* * *
Трудно сказать, как много хорошего в том, что Россия позволила себе перечеркнуть или даже вычеркнуть. Благо это или зло в масштабном смысле – покажет время, хотя для того поколения людей, кто пережил последние, более чем революционные перемены, счастья от этого не прибавилось. Сегодня страна притворяется свободной, демократической, раскрепощенной, воспринимая вседозволенность за свободу, невежество – за достижение. Такое впечатление, что люди обрадовались тому, что отпала необходимость думать .
И советская власть особо не нуждалась в том, чтобы люди думали, но, по крайней мере, она не воспрепятствовала мыслительным процессам. Огромная пропасть между народом и властью являла собой еще и защитный ров. Да, власть делала вид, что контролирует, народ делал вид, что контролируем. Власть лгала самому себе и народу, народ притворялся, что верит. Но при этом оставался относительно правдивым с собой, за счет чего приобретал бóльшую мудрость.
Люди находились как бы в поезде – ехали туда, куда ведут рельсы. Правда, в этом же поезде (пусть в более комфортабельных вагонах) находилась и власть. Мало к чему обязывающая общественная жизнь вкупе с относительной, но достаточно надежной социальной защищенностью предоставляла народу определенную свободу. Люди были ограничены в мелочах, но, во многом вопреки желанию власти, были, пусть относительно, свободны в большом. Имелись существенные трудности с поездками за границу (в этом отношении для большинства и сегодня мало что изменилось, разве что причины другие), быт так называемого простого человека (по мне простых людей в широком смысле слова вообще не бывает) не отличался особым разнообразием, гласность ограничивалась сообщениями ТАСС, свобода слова – рамками восхваления власти, но при этом никто не мешал думать. Большей частью пустые газеты и бесцветное телевидение только способствовали этому. Те, кто хотел, могли свободно мыслить. В то же время лучшие образцы мировой литературы переводились, настоящих писателей, пусть с купюрами, но печатали. Кроме того, власть была уверена в себе, в правдивости, в верности избранного ею пути, и самое главное, в своей вечности, что, с одной стороны, отдаляла ее от народа, с другой, предоставляло народу все больше свободы.

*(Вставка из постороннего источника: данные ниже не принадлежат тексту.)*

PR #4213, opened 2024-10-11
Varnisncsa: Change matching rules to reflect reality

### LINKED ISSUE #3528: varnishncsa logs header values even if they have in fact been unset
(Maybe somewhat related to #3527 ?)

In VCL :
```
set resp.http.X-My-Header = "not-actually-sent";
unset resp.http.X-My-Header;
```

Expected behavior :
varnishncsa -f "%{X-My-Header}o" --> nothing

Current behavior :
varnishncsa -f "%{X-My-Header}o" --> "not-actually-sent"

We use varnishncsa to collect request logs in ELK, it is impossible to distinguish requests where the header was present from those where it was actually unset before sending the response

walid-git:
This PR introduces the changes discussed in https://github.com/varnishcache/varnish-cache/issues/3528

The relevant parts of [BE]requests/responses are now shown as they were received/sent from/to the peer, without taking irrelevant VCL changes into account. This PR also introduces the handling of Unset headers in varnishncsa.

Note: this breaks the default behavior of varnishncsa.

Fixes #3528.

### DIFF
--- a/bin/varnishncsa/varnishncsa.c
+++ b/bin/varnishncsa/varnishncsa.c
@@ -160,6 +160,7 @@ static struct ctx {
 	const char		*handling;
 	const char		*side;
 	int64_t			vxid;
+	int			recv_compl;
 } CTX;
 
 static void parse_format(const char *format);
@@ -971,6 +972,7 @@ dispatch_f(struct VSL_data *vsl, struct VSL_transaction * const pt[],
 		} else
 			continue;
 
+		CTX.recv_compl = 0;
 		CTX.hitmiss = "-";
 		CTX.handling = "-";
 		CTX.vxid = t->vxid;
@@ -1073,6 +1075,7 @@ dispatch_f(struct VSL_data *vsl, struct VSL_transaction * const pt[],
 				break;
 			case SLT_VCL_call:
 				if (!strcasecmp(b, "recv")) {
+					CTX.recv_compl = 1;
 					CTX.hitmiss = "-";
 					CTX.handling = "-";
 				} else if (!strcasecmp(b, "hit")) {
@@ -1090,6 +1093,8 @@ dispatch_f(struct VSL_data *vsl, struct VSL_transaction * const pt[],
 					   wrong */
 					CTX.hitmiss = "miss";
 					CTX.handling = "synth";
+				} else if (!strcasecmp(b, "backend_response")) {
+					CTX.recv_compl = 1;
 				}
 				break;
 			case SLT_VCL_return:
--- a/bin/varnishncsa/varnishncsa.c
+++ b/bin/varnishncsa/varnishncsa.c
@@ -957,7 +957,7 @@ frag_line(enum format_policy fp, const char *b, const char *e,
 
 static void
 process_hdr(enum format_policy fp, const struct watch_head *head, const char *b,
-    const char *e)
+    const char *e, int unset)
 {
 	struct watch *w;
 	const char *p;
@@ -966,7 +966,12 @@ process_hdr(enum format_policy fp, const struct watch_head *head, const char *b,
 		CHECK_OBJ_NOTNULL(w, WATCH_MAGIC);
 		if (!isprefix(w->key, w->keylen, b, e, &p))
 			continue;
-		frag_line(fp, p, e, &w->frag);
+		if (unset) {
+			frag_line(fp, CTX.missing_string,
+			    NULL,
+			    &w->frag);
+		} else
+			frag_line(fp, p, e, &w->frag);
 	}
 }
 
@@ -1101,7 +1106,7 @@ dispatch_f(struct VSL_data *vsl, struct VSL_transaction * const pt[],
 				break;
 			case SLT_BereqHeader:
 			case SLT_ReqHeader:
-				process_hdr(FMTPOL_REQ, &CTX.watch_reqhdr, b, e);
+				process_hdr(FMTPOL_REQ, &CTX.watch_reqhdr, b, e, 0);
 				if (ISPREFIX("Authorization:", b, e, &p) &&
 				    ISPREFIX("basic ", p, e, &p))
 					frag_line(FMTPOL_REQ, p, e,
@@ -1113,7 +1118,15 @@ dispatch_f(struct VSL_data *vsl, struct VSL_transaction * const pt[],
 				break;
 			case SLT_BerespHeader:
 			case SLT_RespHeader:
-				process_hdr(FMTPOL_RESP, &CTX.watch_resphdr, b, e);
+				process_hdr(FMTPOL_RESP, &CTX.watch_resphdr, b, e, 0);
+				break;
+			case SLT_BereqUnset:
+			case SLT_ReqUnset:
+				process_hdr(FMTPOL_REQ, &CTX.watch_reqhdr, b, e, 1);
+				break;
+			case SLT_BerespUnset:
+			case SLT_RespUnset:
+				process_hdr(FMTPOL_RESP, &CTX.watch_resphdr, b, e, 1);
 				break;
 			case SLT_VCL_call:
 				if (!strcasecmp(b, "recv")) {
--- a/bin/varnishncsa/varnishncsa.c
+++ b/bin/varnishncsa/varnishncsa.c
@@ -163,7 +163,44 @@ static struct ctx {
 	int			recv_compl;
 } CTX;
 
+enum format_policy {
+        FMTPOL_INTERNAL,
+        FMTPOL_REQ,
+        FMTPOL_RESP,
+};
+
 static void parse_format(const char *format);
+
+static unsigned
+frag_needed(const struct fragment *frag, enum format_policy fp)
+{
+	unsigned is_first, want_first, want_frag;
+
+        is_first = CTX.gen != frag->gen;
+
+        switch (fp) {
+        case FMTPOL_INTERNAL:
+                want_first = 1;
+                want_frag = 1;
+                break;
+        case FMTPOL_REQ:
+                want_first = *CTX.side == 'c';
+                want_frag = !CTX.recv_compl;
+                break;
+        case FMTPOL_RESP:
+                want_first = *CTX.side == 'b';
+                want_frag = (*CTX.side == 'c') || !CTX.recv_compl;
+                break;
+        default:
+                WRONG("Invalid format policy");
+        }
+
+        if (!want_frag)
+                return (0);
+        if (want_first && !is_first)
+                return (0);
+        return (1);
+}
 
 static void
 openout(int append)
@@ -851,7 +888,7 @@ isprefix(const char *prefix, size_t len, const char *b,
 }
 
 static void
-frag_fields(int force, const char *b, const char *e, ...)
+frag_fields(enum format_policy fp, const char *b, const char *e, ...)
 {
 	va_list ap;
 	const char *p, *q;
@@ -883,7 +920,7 @@ frag_fields(int force, const char *b, const char *e, ...)
 		assert(p != NULL && q != NULL);
 		if (p >= e || q <= p)
 			continue;
-		if (frag->gen != CTX.gen || force) {
+		if (frag_needed(frag, fp)) {
 			/* We only grab the same matching field once */
 			frag->gen = CTX.gen;
 			frag->b = p;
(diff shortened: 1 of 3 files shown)


bin/varnishncsa/varnishncsa.c
```diff
@@ -160,8 +160,26 @@ static struct ctx {
...
+
+#define UPDATE_REQ_C(CTX) (CTX.vcl_recv_seen ? UM_NEVER : UM_ALWAYS)
+#define UPDATE_REQ_B(CTX) (CTX.vcl_br_seen ? UM_NEVER : UM_ALWAYS)
+
+#define UPDATE_REQ(CTX) (*CTX.side == 'b' ? UPDATE_REQ_B(CTX) : UPDATE_REQ_C(CTX))
+
+#define UPDATE_RESP_C(CTX) (UM_ALWAYS)
+#define UPDATE_RESP_B(CTX) (CTX.vcl_br_seen ? UM_NEVER : UM_ALWAYS)
+
+#define UPDATE_RESP(CTX) (*CTX.side == 'b' ? UPDATE_RESP_B(CTX) : UPDATE_RESP_C(CTX))
```
dridi, line 181: I think I would prefer something like this:

```c
enum format_policy {
        FMTPOL_FIRST,
        FMTPOL_REQ,
        FMTPOL_RESP,
        FMTPOL_BEREQ,
        FMTPOL_BERESP,
};
```

Remember that you always have access to `CTX` to apply the policy, so we shouldn't need macros. A single function could tell you what to do:

```c
static unsigned
process_format(enum format_policy fp)
{

        /* switch (fp) => check CTX */
}
```

Then you can use that in functions like `frag_fields()` to bail out early:

```c
if (!process_format(fp))
        return;
```

It might prevent cascading enum arguments, I could only have a quick look at the patch series.

dridi (commented):
I think this could be better organized.

bin/varnishncsa/varnishncsa.c
```diff
@@ -160,8 +160,26 @@ static struct ctx {
 	const char		*handling;
 	const char		*side;
 	int64_t			vxid;
+	int			vcl_recv_seen;
+	int			vcl_br_seen;
```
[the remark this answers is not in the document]
walid-git: Wouldn't it be better to add some new vsl tag that indicates the end of reception from a peer so that we can rely on it in varnishncsa and avoid taking headers added by the core code before vcl_recv/vcl_backend_response into account ?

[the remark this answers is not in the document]
dridi: We should focus on the new model for NCSA formats here.

bin/varnishncsa/varnishncsa.c
walid-git: I have force pushed an updated version that includes your suggested changes.

bin/varnishncsa/varnishncsa.c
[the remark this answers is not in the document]
walid-git: updated to `recd_req` and `recd_beresp`

bin/varnishncsa/varnishncsa.c
```diff
@@ -916,7 +916,8 @@ frag_line(int force, const char *b, const char *e, struct fragment *f)
 }
 
 static void
-process_hdr(const struct watch_head *head, const char *b, const char *e)
+process_hdr(int force, const struct watch_head *head, const char *b,
+    const char *e)
```
dridi: The commit introducing the force flag is immediately undone by the next commit introducing the format policy, you can remove it entirely from the patch series.

bin/varnishncsa/varnishncsa.c
```diff
@@ -164,8 +164,26 @@ static struct ctx {
 	int			recd_beresp;
 } CTX;
 
+enum format_policy {
+        FMTPOL_FIRST = 0,
+        FMTPOL_ALWAYS
+};
```
dridi: Let's populate the enum entirely right off the bat with all policies, even if we initially honor a subset of the rules.

bin/varnishncsa/varnishncsa.c
```diff
@@ -884,7 +902,7 @@ frag_fields(int force, const char *b, const char *e, ...)
 		assert(p != NULL && q != NULL);
 		if (p >= e || q <= p)
 			continue;
-		if (frag->gen != CTX.gen || force) {
+		if (process_format_policy(fp, frag->gen != CTX.gen)) {
```
dridi, line 929: It looks like so far [1] that the "first" criterion is always a generation check. Maybe pass `frag` to `process_format_policy()` and derive first inside the function.

[1] commit "varnishncsa: Introduce process_format_policy()"

bin/varnishncsa/varnishncsa.c
```diff
@@ -166,15 +166,39 @@ static struct ctx {
...
         FMTPOL_FIRST = 0,
+        FMTPOL_REQ,
+        FMTPOL_RESP,
+        FMTPOL_BEREQ,
+        FMTPOL_BERESP,
         FMTPOL_ALWAYS
 };
 
+#define FMTPOL_REQ_SIDE() *CTX.side == 'c' ? FMTPOL_REQ : FMTPOL_BEREQ
+#define FMTPOL_RESP_SIDE() *CTX.side == 'c' ? FMTPOL_RESP : FMTPOL_BERESP
```
dridi: The enum looks a lot like what I suggested in a rushed review, so I'd like to apologize upfront for the alternative I'm going to suggest.

In the proposal from https://github.com/varnishcache/varnish-cache/issues/3528#issuecomment-2017621182 4 categories emerged:

- what we receive
- what we send
- internal events
- other

We should probably map the enum to the actual policies:

```c
enum format_policy {
        FMTPOL_SENT,
        FMTPOL_RECD,
        FMTPOL_INTERNAL,
};
```

Composing `CTX.side` with the format policy should be enough to circle back to which message was sent or received in `process_format_policy()`.

dridi, line 177: Side note since my new suggestion would obsolete the macros: make sure to guard complex expressions with parentheses in macro definitions, to be future-proof.

bin/varnishncsa/varnishncsa.c
```diff
@@ -1017,44 +1041,44 @@ dispatch_f(struct VSL_data *vsl, struct VSL_transaction * const pt[],
...
-				frag_fields(0, b, e,
+				frag_fields(FMTPOL_FIRST, b, e,
 				    1, &CTX.frag[F_h],
 				    0, NULL);
 				break;
 			case SLT_BereqMethod:
 			case SLT_ReqMethod:
-				frag_line(0, b, e, &CTX.frag[F_m]);
+				frag_line(FMTPOL_REQ_SIDE(), b, e, &CTX.frag[F_m]);
 				break;
```
dridi, line 1067: My suggestion implies that we could no longer share the same blocks for Req/Bereq switch cases, respectively Resp/Beresp.

bin/varnishncsa/varnishncsa.c
```diff
@@ -993,44 +1046,44 @@ dispatch_f(struct VSL_data *vsl, struct VSL_transaction * const pt[],
...
 				    3, &CTX.frag[F_I],
 				    4, &CTX.frag[F_O],
 				    0, NULL);
 				break;
 			case SLT_BackendOpen:
-				frag_fields(1, b, e,
+				frag_fields(FMTPOL_ALWAYS, b, e,
 				    3, &CTX.frag[F_h],
 				    0, NULL);
 				break;
```
dridi, line 1058: I think FMTPOL_ALWAYS should go away, %h is listed in the first-match "internal" category. This is the only place where we use it.

dridi (changes requested):
I think we can improve this change a bit more if we actually follow the proposal for new matching rules more closely.

bin/varnishncsa/varnishncsa.c
dridi: Forgot to check, so I just did and it looks like the generation is always the criterion, so please pass `frag` instead of a boolean.

walid-git:
Discussed this offline with @dridi. Force pushed a (hopefully) much cleaner version now. All review items should be addressed/obsolete.

nigoroll (approved):
I pass my vote on to @dridi . If he is happy with it now, I am too.

bin/varnishncsa/varnishncsa.c
```diff
@@ -163,8 +163,42 @@ static struct ctx {
 	int			recv_compl;
 } CTX;
 
+enum format_policy {
+        FMTPOL_FIRST = 0,
+        FMTPOL_REQ,
+        FMTPOL_RESP,
+};
```
dridi, line 170: My suggestion was to map the policy to the 3 categories "internal", "received" and "sent" and in our offline discussion I agreed to req/resp instead of sent/recd to make the change less intrusive than I suggested (and noted in https://github.com/varnishcache/varnish-cache/pull/4213#discussion_r1824229723).


`FMTPOL_FIRST` should really be `FMTPOL_INTERNAL` and there is no need to give it a specific value.

bin/varnishncsa/varnishncsa.c
```diff
@@ -163,8 +163,42 @@ static struct ctx {
...
+
 static void parse_format(const char *format);
 
+static unsigned
+process_format_policy(enum format_policy fp, unsigned first)
```
dridi, line 175: I requested that we pass the fragment instead of a boolean in https://github.com/varnishcache/varnish-cache/pull/4213#discussion_r1824213963 so the function signature should look like this:

```c
static unsigned
process_format_policy(enum format_policy fp, const struct fragment *frag);
```

And since we operate on a fragment, we can make it fit better with the rest of the code:

```c
static unsigned
frag_needed(const struct fragment *frag, enum format_policy fp);
```

This way we can completely centralize the policy, and call sites are easier to read too.

bin/varnishncsa/varnishncsa.c
```diff
@@ -163,8 +163,42 @@ static struct ctx {
...
+
+#define BACKEND_FLAG 2<<8
+	policy = fp | ((*CTX.side == 'c') ? 0 : BACKEND_FLAG);
+
+	switch (policy) {
+		case FMTPOL_REQ:
+		case FMTPOL_RESP | BACKEND_FLAG:
+			if (CTX.recv_compl)
+				return (0);
+			return (first);
```
dridi, line 190: In our offline discussion I hinted at decomposing the policy bits with boolean variables and returning a result in the end. Here we are still returning from everywhere and the new side-based macro is even more problematic.

We are nailing the semantics of our NCSA formats, it should be easy to understand the rules.

bin/varnishncsa/varnishncsa.c
```diff
@@ -163,8 +163,42 @@ static struct ctx {
...
+		case FMTPOL_REQ | BACKEND_FLAG:
+			if (CTX.recv_compl)
+				return (0);
+			return (1);
+		case FMTPOL_RESP:
+			return (1);
+		default:
+			WRONG("Illegal enum value");
+	}
+}
```
dridi, line 200: Putting it all together, this function should look like this instead:

```c
static unsigned
frag_needed(const struct fragment *frag, enum format_policy pol)
{
        unsigned is_first, want_first, want_frag;

        is_first = CTX.gen != frag->gen;

        switch (pol) {
        case FMTPOL_INTERNAL:
                want_first = 1;
                want_frag = 1;
                break;
        case FMTPOL_REQ:
                want_first = CTX.side == 'c';
                want_frag = !CTX.recv_compl;
                break;
        case FMTPOL_RESP:
                want_first = CTX.side == 'b';
                want_frag = (CTX.side == 'c') || !CTX.recv_compl;
                break;
        default:
                WRONG("Invalid format policy");
        }

        if (!want_frag)
                return (0);
        if (want_first && !is_first)
                return (0);
        return (1);
}
```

Конечно, свобода эта была относительной, но даже благодаря ей, ограниченной многими факторами, страна рождала все больше личностей. Дискуссии на страницах отдельных газет, толстых журналов вовлекали все больше людей в размышления о серьезнейших, общественно значимых проблемах. В определенных, достаточно жестких рамках, под надзором идеологии люди становились все выносливее, круг размышлений все больше расширялся. Появлялись произведения, созданные вопреки тому, что желала власть, поднимались проблемы, которые она ни в коем случае не хотела бы даже обнародовать. Все благодаря тому, что та частица свободы, которая лежала на основе всего этого, была истинной. Точно так же как Америку сделала Америкой та куцая демократия, которая была практически по наитию взята на вооружение первыми эмигрантами.

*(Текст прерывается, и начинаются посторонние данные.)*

PR #4215, opened 2024-10-16
Add a few more to gitignore

nyurik:
My repo ended up with these files in the root due to some build process. Not certain if others may run into the same, so adding to ignore.

```
vcc_if.c
vcc_if.c.tmp
vcc_if.c.tmp2
vcc_if.h
vcc_if.h.tmp
vmod_example.man.rst
vmod_example.man.rst.tmp
vmod_example.rst
vmod_example.rst.tmp
```

### DIFF
--- a/.gitignore
+++ b/.gitignore
@@ -80,6 +80,8 @@ cscope.*out
 /vmod/vcc_*_if.c
 /vmod/vcc_*_if.h
 /vmod/vmod_*.rst
+/vcc_if.*
+/vmod_*.*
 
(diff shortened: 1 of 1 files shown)


dridi:
Are you not in the wrong repository? There is no vmod_example here, but there is one in https://github.com/varnishcache/libvmod-example.

nyurik:
I am not certain how i ended up with these files. If both vmod and vcc_if are a result of some unusual action, i'll just clean them up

Ведь человек, не важно из каких соображений, но чуть ли во всех случаях, получив или достигнув свободы, первым делом пытается использовать ее в двух направлениях: для вседозволенности во имя самого себя и ограничения воли других. Первым американцам повезло, им удалось сосредоточиться на золотой середине: жестко регламентируя отношения внутри общества, ограничивая личные свободы, они оделили каждого широкими политическими свободами. Несмотря на то, что они начинали с сужения суверенитета отдельного человека, пионеры Нового Света сумели поставить на первое место гражданскую и нравственную свободу. Что и позволило им добиться той формы демократии, которая за относительно короткий исторический срок вывела американцев в экономические и политические лидеры.

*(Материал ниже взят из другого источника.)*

PR #4217, opened 2024-10-29
varnishncsa: Add hitmiss hitpass indicators to Varnish:handling

nigoroll:
The title should say it all. Simple straight forward extension of the handling strings.

@martin-uplex

### DIFF
--- a/bin/varnishncsa/varnishncsa.c
+++ b/bin/varnishncsa/varnishncsa.c
@@ -1128,6 +1128,14 @@ dispatch_f(struct VSL_data *vsl, struct VSL_transaction * const pt[],
 			case SLT_RespUnset:
 				process_hdr(FMTPOL_RESP, &CTX.watch_resphdr, b, e, 1);
 				break;
+			case SLT_HitMiss:
+				CTX.hitmiss = "miss";
+				CTX.handling = "hitmiss";
+				break;
+			case SLT_HitPass:
+				CTX.hitmiss = "miss";
+				CTX.handling = "hitpass";
+				break;
 			case SLT_VCL_call:
 				if (!strcasecmp(b, "recv")) {
 					CTX.recv_compl = 1;
@@ -1136,10 +1144,10 @@ dispatch_f(struct VSL_data *vsl, struct VSL_transaction * const pt[],
 				} else if (!strcasecmp(b, "hit")) {
 					CTX.hitmiss = "hit";
 					CTX.handling = "hit";
-				} else if (!strcasecmp(b, "miss")) {
+				} else if (!strcasecmp(b, "miss") && strcmp(CTX.handling, "hitmiss")) {
 					CTX.hitmiss = "miss";
 					CTX.handling = "miss";
-				} else if (!strcasecmp(b, "pass")) {
+				} else if (!strcasecmp(b, "pass") && strcmp(CTX.handling, "hitpass")) {
 					CTX.hitmiss = "miss";
 					CTX.handling = "pass";
 				} else if (!strcasecmp(b, "synth")) {
--- a/bin/varnishtest/tests/u00002.vtc
+++ b/bin/varnishtest/tests/u00002.vtc
@@ -1,0 +1,104 @@
+varnishtest "varnishncsa handling"
+
+server s1 -repeat 4 {
+	rxreq
+	txresp
+} -start
+
+varnish v1 -vcl+backend {
+	backend none none;
+
+	sub vcl_backend_fetch {
+		# XXX would like to do everything in v_b_e, but
+		#     return(pass(x)) is not supported
+		if (bereq.url == "/hitpass") {
+			set bereq.backend = s1;
+		} else {
+			set bereq.backend = none;
+		}
+	}
+
+	sub vcl_backend_response {
+		set beresp.ttl = 1y;
+		return (pass(1y));
+	}
+
+	sub vcl_backend_error {
+		set beresp.status = 200;
+		set beresp.ttl = 1y;
+		set beresp.body = bereq.url;
+		if (bereq.url ~ "^/hitmiss") {
+			set beresp.uncacheable  = true;
+		}
+		return (deliver);
+	}
+
+	sub vcl_miss {
+		if (req.url == "/hitmisspass" && req.is_hitmiss) {
+			return (pass);
+		}
+	}
+
+	sub vcl_recv {
+		if (req.url == "/pass") {
+			return (pass);
+		}
+		if (req.url == "/synth") {
+			return (synth(204));
+		}
+	}
+} -start
+
+client c1 {
+	# prime
+	txreq -url "/hitmiss"
+	rxresp
+	txreq -url "/hitmisspass"
+	rxresp
+	expect resp.status == 200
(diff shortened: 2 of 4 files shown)


bin/varnishtest/tests/u00002.vtc
```diff
@@ -0,0 +1,93 @@
...
+miss /hitpass
+miss /hit
+hitmiss /hitmiss
+hitpass /hitpass
+hit /hit
+pass /pass
+synth /synth
+EOF
+	varnishncsa -d -n ${v1_name} -F "%{Varnish:handling}x %U" >have
+	diff expect have
```
dridi, line 92: `diff -u` to make errors easier to review?

bin/varnishncsa/varnishncsa.c
```diff
@@ -1071,17 +1071,25 @@ dispatch_f(struct VSL_data *vsl, struct VSL_transaction * const pt[],
...
 					CTX.hitmiss = "hit";
 					CTX.handling = "hit";
-				} else if (!strcasecmp(b, "miss")) {
+				} else if (!strcasecmp(b, "miss") && strcmp(CTX.handling, "hitmiss")) {
 					CTX.hitmiss = "miss";
 					CTX.handling = "miss";
-				} else if (!strcasecmp(b, "pass")) {
+				} else if (!strcasecmp(b, "pass") && strcmp(CTX.handling, "hitpass")) {
 					CTX.hitmiss = "miss";
 					CTX.handling = "pass";
```
dridi, line 1094: Should we conditionally update only the hitmiss in these blocks?

In both `vcl_hit` and `vcl_miss` we can degrade to a pass, so technically hitmiss should be preserved (unless "-") while the handling should be unconditionally updated.

bin/varnishncsa/varnishncsa.c
```diff
@@ -1071,17 +1071,25 @@ dispatch_f(struct VSL_data *vsl, struct VSL_transaction * const pt[],
...
 				process_hdr(&CTX.watch_resphdr, b, e);
 				break;
+			case SLT_HitMiss:
+				CTX.hitmiss = "miss";
+				CTX.handling = "hitmiss";
+				break;
+			case SLT_HitPass:
+				CTX.hitmiss = "miss";
+				CTX.handling = "hitpass";
+				break;
```
dridi, line 1081: Shouldn't it be the other way around? At this point we set hitmiss to either "hitmiss" or "hitpass" (lookup outcome) and we leave the handling alone, it will be set by the relevant subroutine once we reach it.

dridi (commented):
I have the feeling that this change is happening backwards.

bin/varnishncsa/varnishncsa.c
nigoroll: My understanding is that `varnishncsa` users generally rely on `Varnish:hitmiss` to return either `hit` or `miss` in order to generate statistics and find misses. I would thus think changing this fundamental format would not be advisable.
`Varnish:handling`, however, already has more distinct values, providing more fine grained information on the nature of a hit or miss.

bin/varnishncsa/varnishncsa.c
nigoroll: I do not understand what you are trying to say. The intention is to preserve `hitmiss` and `hitpass` when we see a `call MISS` or `call PASS`. When `hitmiss` turns into a `pass`, the value ends up as `pass`. Is this what you are trying to say?

bin/varnishncsa/varnishncsa.c
nigoroll: FWIW, the format being called `Varnish:hitmiss` (read "hit or miss") is probably not the best choice in light of `hitmiss` as a lookup outcome.

gquintard: If I may: please break stuff

we have releases every 6 months, with full latitude to increment the major version. I don't say we should be as reckless as I'd hope us to be, but changing APIs isn't that big of a deal. Being correct and useful is more important

The current state of clients, as I see it is that `varnishncsa` is only a way to get data out of Varnish before shipping it to a log aggregator. These platform are fully equipped to then search based on regex, prefixes and whatnot. So the only true adjustment would be to update the search query from `== miss` to `== miss*` or similar.

nigoroll: @gquintard I do 💯% agree that _being correct and useful is more important_, this is, I hope, what I strive for all the time. And, fwiw, I think my concrete proposal in here does just that: It breaks `handling` by adding two more values.

However, I do not see the advantage of diversifying `hitmiss` over diversifying `handling`, which already _is_ more fine grained. If we have two values, of which one is actually redundant because it only depends on the other, then why should we spread additional information over the two?

Please give me a compelling reason.

dridi: Let's continue with the proposal in https://github.com/varnishcache/varnish-cache/pull/4217#discussion_r1822170362 that doesn't need to break anything.

bin/varnishncsa/varnishncsa.c
nigoroll: So you are proposing exactly the same plus `purge` plus `reset`, just as _yet another_ different tag, which represents a superset of %handling which represents a superset of %hitmiss?

To clarify: 🟢 exists already 🟡 proposed by this PR 🔵 proposed by Dridi in addition

- 🟢 `hit`
- 🟢 `miss`
- 🟡 `hitmiss`
- 🟢 `pass` (no effective lookup)
- 🟡 `hitpass`
- 🟢 `pipe` (no effective lookup)
- 🔵 `purge`
- 🟢 `synth` (no effective lookup)
- 🔵 `reset` (client disconnected before a lookup-or-not decision was made)

I have not checked if `reset` can be implemented properly, at this point I would guess it might be equivalent to the existing `-`. So all in all, the proposal is to also add `purge`, fine.

And should we have a new %format? @gquintard says no, @dridi says yes, I don't care. But I do not think that tag inflation helps much here, I would just keep %handling.

nigoroll: It seems like I forget to reply to some comments:

> What I had in mind was "%hitmiss/%handling" leading to for example "hitmiss/pass" after a return(pass) from vcl_miss in a hit-for-miss scenario.

Yes. How does this not work with the current patch? I added this to the test case: 143390be2

The `hitmiss` rightly gets turned into a `pass` because of a deliberate vcl return.

> What I mean by that is that a hit-for-pass transaction is handled the same as a regular pass transaction, whether you return(pass) from vcl_recv, vcl_hit, or vcl_miss. You essentially get a private fetch, this is how the request is handled. This is how I think %handling should be reported (and already is if I'm reading correctly).

😖 This patch proposes to report a difference between a regular `pass` and a `hitpass`. Before this patch, it was reported as `pass`, now as `hitpass`. That is intentional and I think it is helpful (unless we actually go for _yet another_ %format).

dridi: wfm

nigoroll:
I assume that phk is +0 as always on ncsa and I will thus go ahead here to not use up valuable bugwash time.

Путь к свободе существовал и в Советском Союзе (как он есть в каждой стране), он был бы очень долгим, но бескровным. Много писалось и говорилось о нереформируемости общества в СССР, о том, что иного пути, чем разрушить все до основания, не было. Говорится об том и сегодня. Понять логику авторов подобных утверждений довольно сложно. Во-первых, потому, что не бывает нереформируемых политических систем, во-вторых, более бесчеловечной цели в отношении любого общества, чем разрушение, человечество не знает. Любое разрушение – это война и, соответственно, кровь, ведущая к новой крови. Любое разрушение – это непредсказуемость, которая неизвестно, что породит. Нет такой цели, ради которой было бы допустимо ломать судьбы целых поколений.